An outgroup avatar, explicitly called a pirate in the instructions, randomly appeared once every day at either the largest fruit-bearing tree in the north or the largest fruit-bearing tree in the south. The pirate was colored gray and sported a pirate cap to distinguish it as an outsider to the group of blue-shaded avatars. The pirate was a computer simulation who ate one piece of fruit every 4 s on average. Avatars could walk up to the pirate and attack it. Once attacked, a beam linked the avatar and interloper for the next 10 s. If no other avatar attacked the pirate during those 10 s, the avatar lost 10 of their cash-earning points, which was 10% of the maximum 100 points possible. To incur such a potential cost, an avatar must have had at least 10 points to attack a pirate. If no other avatar attacked the pirate within 10 s, the following note appeared above the pirate for all in viewing range to read for approximately 17 s: “Pirates will be scared away if 2 avatars attack it simultaneously, and you will incur no damage.” Only if an avatar attacked a pirate did the participants in the viewing range receive such information. If two avatars attacked and simultaneously linked themselves to the pirate, a different note appeared: “3 simultaneous attackers will kill this pirate, and you will incur no damage.” A dead pirate remained visible until night came. The first pirate was identified as “1 of 3 pirates.” Pirates stopped appearing once a group killed the third pirate. We used the number of single, double, and triple attacks on pirates to test our hypothesis on the ecological influences of intergroup aggression in Pan.

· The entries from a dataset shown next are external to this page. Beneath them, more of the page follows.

PR #2241, opened 2025-03-26
update test doi server

satra:
Based on comment here: https://github.com/datacite/datacite/issues/2311#issuecomment-2752300648


yarikoptic (approved):
I also tried that curl invocation in referenced issue and indeed needs this fixed target service.  Tests also pass -- so likely is the right thing to do

mvandenburgh (approved):

mvandenburgh:
fyi I removed the `patch` label, since we don't want to release the Vue 3 client yet.

PR #2258, opened 2025-03-27
Add Sentry back to Vue application

mvandenburgh:
I neglected to configure Sentry when I set up the Vue 3 app (#2186) :man_facepalming:. All the required env vars are already configured in `netlify.toml` from the Vue 2 app.


web/src/plugins/index.ts
```diff
@@ -17,4 +19,30 @@ export function registerPlugins (app: App) {
     .use(vuetify)
     .use(router)
     .use(pinia)
+
+  Sentry.init({
+    app,
+    dsn: import.meta.env.VITE_SENTRY_DSN,
+    environment: import.meta.env.VITE_APP_SENTRY_ENVIRONMENT,
+    integrations: [
```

Such explicit language and images of a pirate were intended to explicitly draw attention to the avatar as an interloper so as to create a robust test of the hypothesis that different ecologies differentially induce aggression toward outsiders. Before conducting the experiment, we did not know if such a design choice would induce rampant attacks or few attacks in either or both treatment conditions. Such a stark context provided a clear baseline against which to assess our design choices in the event our results failed to differentiate by treatment condition.